*** Opening Material provided ***

PR #899, opened 2016-10-04
Add empty user reducer and clean import react.children

keremciu:
Unexpected key "user" found in preloadedState argument passed to createStore. Expected to find one of the known reducer keys instead: "runtime", "intl". Unexpected keys will be ignored.


langpavel:
I squash merge this. This should be cherry picked into `feature/redux` too..

PR #901, opened 2016-10-04
Add code splitting example

frenzzy:


langpavel:
Is this really good example? I'm successfully using webpack with require.ensure only and it works great. One example is in feature/react-intl in clientLoader.js.
Is this only optimization?

frenzzy:
Features:

1. It allows to load a chunk synchronously with the initial page loading.
2. It uses Promise to avoid callback hell and simplify updates in the future.
  ```js
  await System.import('./Component')
  ```

3. Promises allow to do parallel asynchronously multiple requests at once.
  ```js
  const [Component, data] = await Promise.all([
    System.import('./Component'),
    fetch('/api/data').then(resp => resp.json())
  ])
  ```

langpavel:
I see `require.ensure` in your PR. I did'n know that `System.import` is supported by our version of WebPack. If yes, you should use it ;-)

I see you added `chunk` into header, this only preloads chunk if app knows then it will be needed. Cannot this trigger double request on slow connections?

frenzzy:
> I see `require.ensure` in your PR. I did'n know that `System.import` is supported by our version of WebPack. If yes, you should use it ;-)

We do not have `System.import` yet, it is a webpack v2 feature. I'm trying to say is that when we are ready to upgrade we just need to do a single find and replace call:
```js
new Promise((resolve) => {
  require.ensure([], (require) => resolve(require('./moduleName').default), 'chunkName');
});
// =>
System.import('./moduleName');
```
...waiting for [chunk name solution](https://github.com/webpack/webpack/search?q=chunk+name&type=Issues) before upgrading to webpack v2.

> I see you added `chunk` into header, this only preloads chunk if app knows then it will be needed. Cannot this trigger double request on slow connections?

Webpack is smart enough that not to make multiple requests for the same chunk if it has been requested earlier (even before main.js).

view-source
network

Experiment details: release build, no cache, 4G network throttling, artificial 5s response delay for `admin` chunk.

src/components/Html.js
```diff
@@ -45,6 +46,7 @@ Html.propTypes = {
   description: PropTypes.string.isRequired,
   style: PropTypes.string,
   script: PropTypes.string,
+  chunk: PropTypes.string,
```
frenzzy: Why you want to load more than one chunk for single page?

langpavel: Because you want for example big component which you want load lazily in some cases but you know pages where is good load it always? For example source editor with syntax support..

langpavel:
Ok @frenzzy, you convinced me..
LGTM
@koistya merge?

PR #903, opened 2016-10-06
Feature/redux

aJoohongKim:
merge the latest of master.
In src/server.js, I couldn't remove history entirely due to store dependency. Removed history from context.

Could you check?


langpavel:
I believe all changes are now merged.

> I couldn't remove history entirely due to store dependency.

What you think by this?

PR #686, opened 2016-06-04
Add static content intl(locale) support

awesomejerry:
related to https://github.com/kriasoft/react-starter-kit/issues/684

support:
```
src/content/about.en.jade
src/content/about/en.jade
```

Issue #684, opened 2016-06-02
static content intl support


awesomejerry:
Hi all, really love this kit for handling so much cool stuff together. After merged with feature/react-intl, I was able to define messages for components, but I wonder if this can be extended to static content under src/content folder.
Possible usage might be:

```
src
--- content
------ about.en.jade
------ about.zh_Hant.jade
```

based on what locales you have defined in src/config.js

langpavel:
You can customize yourself handling of static content loading.
Copy and resolve this checklist:

 * [ ] update `src/data/queries/content.js` to accept and handle `locale` argument (See `src/data/queries/intl.js` as reference).
 * [ ] This argument should be optional, defaulting to `req.language` (optional behavior)
 * [ ] in `src/routes/content/index.js` extend GraphQL query with `locale` argument

AwesomeJerry:
Thanks for the checklist, making it so clear about implementing. Will make a PR when I have the time to resolve it :)

langpavel:
Great, don't forget to make PR against `feature/react-intl` branch and keep backward compatibility ;-)

PR #912, opened 2016-10-13
Add static content intl(locale) support

awesomejerry:
related to #684, #686  

support:

```
src/content/about.en.jade
src/content/about/en.jade
```


langpavel:
Hi @awesomejerry
This code is build on `feature/react-intl` which internally uses Redux, but you implement this through `context`. This is not preferred way of doing fetching in Redux branches. If you do this by redux, you will see that you can entirely drop `localeDetect` HoC which is also not good example of HoC..

You can look at `LanguageSwitcher` and try rewrite `Content` code to use Redux.

I know I should rewrite content fetching too and I probably do this soon but for now I will do not merge this.

Anyway Thanks! And ping me in week if nothing happens here :smiley:

awesomejerry:
The main reason I wrote `localeDetect` is that I don't want to mess up with the original code as much as possible (which is not meant for HoC demonstration apparently), trying to make things happen just inside a new component (that's why the usage of internal state). Furthermore, the locale content is only used by `Component`, so I didn't use redux or even create a new reducer. But hey, making things consistent might be great though. I'll make some changes by the end of the week.

FYI, I'm gonna make `Component` a stateful component in order to detect client side language switch. Dispatch action whenever the locale changes and take the content from `state.content.data`. Please let me know if there's any recommended ways of doing so.

awesomejerry:
Hi @langpavel , I've updated the PR to redux style. Please check it. Thanks!

src/actions/content.js
```diff
@@ -0,0 +1,43 @@
...
+    content(path:$path,locale:$locale) {
+      title, content,
+    }
+  }
+`;
+
+export function getLocaleContent(path, locale) {
+  return async (dispatch, getState, { graphqlRequest }) => {
+    dispatch({
+      type: GET_LOCALE_CONTENT,
```
langpavel: * `FETCH_CONTENT_START`
* add more data to payload, path, locale
* you can make locale optional witch default value from `getState().intl.locale`

src/actions/content.js
```diff
@@ -0,0 +1,43 @@
...
+
+const query = `
+  query($path:String!,$locale:String!) {
+    content(path:$path,locale:$locale) {
+      title, content,
+    }
+  }
+`;
+
+export function getLocaleContent(path, locale) {
```
langpavel: use object for passing in arguments
```js
export function getLocaleContent({ path, locale })
```

src/constants/index.js
```diff
@@ -4,3 +4,6 @@ export const SET_RUNTIME_VARIABLE = 'SET_RUNTIME_VARIABLE';
 export const SET_LOCALE_START = 'SET_LOCALE_START';
 export const SET_LOCALE_SUCCESS = 'SET_LOCALE_SUCCESS';
 export const SET_LOCALE_ERROR = 'SET_LOCALE_ERROR';
+export const GET_LOCALE_CONTENT = 'GET_LOCALE_CONTENT';
```
langpavel: `FETCH_CONTENT_START` note it is very good practice to use suffixes consistently, see for example [react-redux-loading-bar](https://mironov.github.io/react-redux-loading-bar/)

src/reducers/content.js
```diff
@@ -0,0 +1,36 @@
...
+  },
+};
+
+export default function runtime(state = defaultState, action) {
+  switch (action.type) {
+    case GET_LOCALE_CONTENT:
+      return {
+        ...state,
+        isFetching: true,
+      };
```
langpavel:
```js
const key = `${action.payload.locale}:${action.payload.path}`;
return {
  ...state,
  [key]: {
    ...(state[key]),
    isFetching: true,
  },
}
```
`key` should be extracted to standalone function based on `action.payload`

src/reducers/content.js
```diff
@@ -0,0 +1,36 @@
...
+    case GET_LOCALE_CONTENT_SUCCESS:
+      return {
+        ...state,
+        isFetching: false,
+        data: action.payload.data,
+      };
```
langpavel:
```js
return {
  ...state,
  [key]: {
    isFetching: false,
    ...action.payload
  },
};
```

src/routes/content/Content.js
```diff
@@ -7,28 +7,54 @@
...
 }
 
-Content.propTypes = {
-  path: PropTypes.string.isRequired,
-  content: PropTypes.string.isRequired,
-  title: PropTypes.string,
+const mapState = (state) => ({
+  locale: state.intl.locale,
+  data: state.content.data,
+});
```
langpavel:
```js
const mapState = (state, props) => {
  const locale = state.intl.locale;
  const content = state.content[`${locale}:${props.path}`];
  return {
    locale: state.intl.locale,
    ...content
  };
};
```

awesomejerry:
Thanks for the code reviews and suggestions! They're quite helpful.

langpavel:
Thanks @awesomejerry 
I refactored some stuff to agressively cache content on client. Have a look!

Issue #825, opened 2016-08-29
Error "Cannot resolve module" when import a external css file contains `url(image.png)`


manhhailua:
I'm using React-Starter-Kit and trying to integrate with AdminLTE. When I imported a css from AdminLTE I got this error.

RSK always searches for the image as a module from the component folder, in this case `/home/nginx/domains/vps.manhhailua.com/public/src/routes/login`.

```
webpack built a436c24672c3c331acc3 in 7118ms
Child
    Time: 7118ms

    ERROR in ./~/css-loader?{"sourceMap":true,"modules":true,"localIdentName":"[name]_[local]_[hash:base64:3]","minimize":false}!./~/postcss-loader?pack=default!./src/routes/login/Login.css
    Module not found: Error: Cannot resolve module 'blue.png' in /home/nginx/domains/vps.manhhailua.com/public/src/routes/login
     @ ./~/css-loader?{"sourceMap":true,"modules":true,"localIdentName":"[name]_[local]_[hash:base64:3]","minimize":false}!./~/postcss-loader?pack=default!./src/routes/login/Login.css 6:1349-1368

    ERROR in ./~/css-loader?{"sourceMap":true,"modules":true,"localIdentName":"[name]_[local]_[hash:base64:3]","minimize":false}!./~/postcss-loader?pack=default!./src/routes/login/Login.css
    Module not found: Error: Cannot resolve module 'blue@2x.png' in /home/nginx/domains/vps.manhhailua.com/public/src/routes/login
     @ ./~/css-loader?{"sourceMap":true,"modules":true,"localIdentName":"[name]_[local]_[hash:base64:3]","minimize":false}!./~/postcss-loader?pack=default!./src/routes/login/Login.css 6:2797-2819
Child
    Time: 6019ms
            Asset    Size  Chunks             Chunk Names
        server.js  197 kB       0  [emitted]  main
    server.js.map  192 kB       0  [emitted]  main

    ERROR in ./~/css-loader?{"sourceMap":true,"modules":true,"localIdentName":"[name]_[local]_[hash:base64:3]","minimize":false}!./~/postcss-loader?pack=default!./src/routes/login/Login.css
    Module not found: Error: Cannot resolve module 'blue@2x.png' in /home/nginx/domains/vps.manhhailua.com/public/src/routes/login
[...]

Issue #824, opened 2016-08-29
Error "Unexpected token ." while import external css to a component


manhhailua:
I'm using React-Starter-Kit and trying to integrate with AdminLTE. When I imported a css from AdminLTE I got this error.
```
import s from './Login.css';
import s_iCheck from 'admin-lte/plugins/iCheck/square/blue.css';
```
If I change the background url from url(blue.png) to url("./blue.png"), the error "Cannot resolve module" will disappear but the error "Unexpected token ." still exist.

```
/home/nginx/domains/vps.manhhailua.com/public/node_modules/admin-lte/plugins/iCheck/square/blue.css:3
.icheckbox_square-blue,
^
SyntaxError: Unexpected token .
    at Object.exports.runInThisContext (vm.js:76:16)
    at Module._compile (module.js:513:28)
    at Object.Module._extensions..js (module.js:550:10)
    at Module.load (module.js:458:32)
    at tryModuleLoad (module.js:417:12)
    at Function.Module._load (module.js:409:3)
    at Module.require (module.js:468:17)
    at require (internal/module.js:20:19)
    at Object.<anonymous> (/home/nginx/domains/vps.manhhailua.com/public/build/webpack:/external "admin-lte/plugins/iCheck/square/blue.css":1:1)
    at __webpack_require__ (/home/nginx/domains/vps.manhhailua.com/public/build/webpack:/webpack/bootstrap cf2ab8e448863bf0ab23:19:1)
    at Object.<anonymous> (/home/nginx/domains/vps.manhhailua.com/public/build/webpack:/routes/login/Login.js:15:1)
    at __webpack_require__ (/home/nginx/domains/vps.manhhailua.com/public/build/webpack:/webpack/bootstrap cf2ab8e448863bf0ab23:19:1)
    at Object.module.exports.Object.defineProperty.value (/home/nginx/domains/vps.manhhailua.com/public/build/webpack:/routes/login/index.js:11:1)
    at __webpack_require__ (/home/nginx/domains/vps.manhhailua.com/public/build/webpack:/webpack/bootstrap cf2ab8e448863bf0ab23:19:1)
    at Object.module.exports.Object.defineProperty.value (/home/nginx/domains/vps.manhhailua.com/public/build/webpack:/routes/index.js:16:1)
    at __webpack_require__ (/home/nginx/domains/vps.manhhailua.com/public/build/webpack:/webpack/bootstrap cf2ab8e448863bf0ab23:19:1)
```

[...]

Issue #510, opened 2016-03-17
Having issues using CSS


Ehesp:
I've read the other issues submitted here, but I can't get CSS to load.

In an component, I do something like:

```
import s from 'rc-dropdown/assets/index.css';
...
export default withStyles(Dropdown, s);
```

However I get the error: `SyntaxError: Unexpected token ILLEGAL`

I've tried modifying the webpack config to both:

```
      {
        test: /\.css$/,
        loaders: [
          'isomorphic-style-loader',
          `css-loader?${DEBUG ? 'sourceMap&' : 'minimize&'}modules&localIdentName=` +
          `${DEBUG ? '[name]_[local]_[hash:base64:3]' : '[hash:base64:4]'}`
        ]
      },
```
and
```
{
        test: /\.scss$|.css$/,
        loaders: [
          'isomorphic-style-loader',
          `css-loader?${JSON.stringify({
            sourceMap: DEBUG,

            // CSS Modules https://github.com/css-modules/css-modules
            modules: true,
            localIdentName: DEBUG ? '[name]_[local]_[hash:base64:3]' : '[hash:base64:4]',

            // CSS Nano http://cssnano.co/options/
            minimize: !DEBUG,
          })}`,
          'postcss-loader?parser=postcss-scss',
          'sass-loader?sourceMap',
        ],
      },
```

Still getting the same error - what am I supposed to do?

Bogdaan:
Check you css file (rc-dropdown/assets/index.css) for HTTP/https imports.

And change to:
```
{
        test: /\.s?css$/,
        loaders: [
          'isomorphic-style-loader',
          `css-loader?${JSON.stringify({
            sourceMap: DEBUG,
            localIdentName: DEBUG ? '[name]_[local]_[hash:base64:3]' : '[hash:base64:4]',
            // CSS Nano http://cssnano.co/options/
            minimize: !DEBUG,
          })}`,
          'postcss-loader?parser=postcss-scss',
          'sass-loader?sourceMap',
        ],
      },
```

link #499
link #423

Ehesp:
Thanks

I changed it to the above, however I still get the same error. The css file starts off like so:

```
@font-face {
  font-family: 'anticon';
  src: url('//at.alicdn.com/t/font_1434092639_4910953.eot');
  /* IE9*/
[...]

Issue #423, opened 2016-01-28
how to  require CSS file ?


zhaolihang:
require('./index.css');
when build ,I got a error .

then another error happend when I add "css-loader" in webpack.config.js  :
     {
        test: /.css$/,
        loader: 'css-loader',
      },

how to do it ?
thanks!

koistya:
##### `tools/webpack.config.js/module/loaders`

```js
{
  test: /\.css$/,
  loaders: [
    'isomorphic-style-loader',
    `css-loader?${DEBUG ? 'sourceMap&' : 'minimize&'}modules&localIdentName=` +
    `${DEBUG ? '[name]_[local]_[hash:base64:3]' : '[hash:base64:4]'}`
  ]
}
```

##### `src/components/MyComponent/MyComponent.css`
```css
.root { color: red; }
```

##### `src/components/MyComponent/MyComponent.js`
```js
import React, { PropTypes } from 'react';
import withStyles from 'isomorphic-style-loader/lib/withStyles';
import s from './MyComponent.css';

function MyComponent({ name }) {
  return <div className={s.root}>Hello, {name}!</div>
}

MyComponent.propTypes = { name: PropTypes.string.isRequired };

export default withStyles(MyComponent, s);
```

zhaolihang:
Can I do like this: ?
`import './MyComponent.css';
function MyComponent({ name }) {
  return <div className="root">Hello, {name}!</div>
}`

b-gran:
@zhaolihang with the default settings, you can't do 
```
import './MyComponent.css';
function MyComponent({ name }) { return <div className="root">Hello, {name}!</div> }
```

The default css loader changes class names so you can have per-component stylesheets.

`webpack.config.js`
```
`css-loader?${DEBUG ? 'sourceMap&' : 'minimize&'}modules&localIdentName=` +
    `${DEBUG ? '[name]_[local]_[hash:base64:3]' : '[hash:base64:4]'}`
```
That allows you to create a stylesheet for each component, and for example have a `.root` class in each file with no conflicts. The css loader will rename the `.root` class in each file, so there essentially won't be any global classes. 

If you want your components to share css classes, you have a few options.

1) In your component .s?css files, import the .s?css files of other components you wish to inherit from. Then import the stylesheet in your React component and reference the classname using js.

`SomeComponent.scss`
```
...
@import '../App/App.scss';
.aStyleInheritedFromApp {
/* This class inherits from a class in App */
}
```

[...]

PR #920, opened 2016-10-16
Add ability to import external css

### LINKED ISSUE #375: Question: bug with style-loader?
When i work with css background-image source map generate "Blob" url, and images not loaded from dev-server:
  
    Request URL:blob:http%3A//localhost%3A3000/2454cd1b-a4bb-46fa-8d4b-446ac9b2c9a6   

In style-loader i found this note: [output.publicPath](https://github.com/webpack/style-loader/issues/55)

It posible load image from files with current webpack config (with publicPath=/)?

### LINKED ISSUE #771: How do you include a CSS file from node_modules without it prefixing?
When I do ...
```
import 'react-select/dist/react-select.css';
```
Then the css is dumped to the page but with all of the extra stuff in the name, expecting that I'll be using the withStyles method, but it's not my component and doesn't use that method. With how all of this is configured, how can I bypass the renames?

Would it be a good idea to modify this starter kit to have a css loader for anything in the node_modules directory where it doesn't do all the class renaming?

frenzzy:
- Allows to import external css from node_modules (ref #510, #824)
- Allows to properly process `url()` statements (ref #825)
- Allows to import css without css-modules prefixing (close #771)

  ```css
  /* Example: MyTextEditorComponent.css */
  :global {
    @import 'draft-js/dist/Draft.css'; /* external style without prefixing */
  }
  .button { color: red; } /* keep the prefixes for your own style */
  ```

Also closes #375 and #423


kevinchau321:
This feature isn't working for me. I'm trying to the css from a node module called rc-slider ('rc-slider/dist/rc-slider.css') similar to #510 and #771. Using the `:global` import syntax in my component stylesheet doesn't seem to be working. But I have gotten the external css to load using `import s from '!!isomorphic-style-loader!css-loader!rc-slider/dist/rc-slider.css';` or by just linking the css in the html <head> like `<link rel="stylesheet" href="https://npmcdn.com/rc-slider@6.1.1/dist/rc-slider.css" />`.

I'm not really happy with either one of these work arounds so I'm wondering what I'm doing wrong with my global import.

frenzzy:
It happens because of issue with https://github.com/jonathantneal/postcss-partial-import/issues/35
refs #1123, #1144, #1145
As a temp solution you can rollback this plugin to `v2.*`

glenne:
What is the status of this?  kevinchau321 commented on Feb 21 that the :global import did not work.  This is also my experience but fortunately his import s from example did work for me.

frenzzy:
@glenne you just need to import external css inside your component:
```js
import React from 'react';
import withStyles from 'isomorphic-style-loader/lib/withStyles';
import external from 'external.css';
import s from './MyComponent.css';

class MyComponent extends React.Component {
  render() {
    return <div className={s.local}><div className="global">Hi</div></div>
  }
}

export default withStyles(external, s)(MyComponent);
```
refs #1277, #1274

*** Closing Material provided ***

> **What you should do**
Beginning with the first line of the entries, repeat each line exactly until you have reproduced the one containing "Is this only optimization?", and add nothing further.

> **Result for this task**
PR #899, opened 2016-10-04
Add empty user reducer and clean import react.children

keremciu:
Unexpected key "user" found in preloadedState argument passed to createStore. Expected to find one of the known reducer keys instead: "runtime", "intl". Unexpected keys will be ignored.


langpavel:
I squash merge this. This should be cherry picked into `feature/redux` too..

PR #901, opened 2016-10-04
Add code splitting example

frenzzy:


langpavel:
Is this really good example? I'm successfully using webpack with require.ensure only and it works great. One example is in feature/react-intl in clientLoader.js.
Is this only optimization?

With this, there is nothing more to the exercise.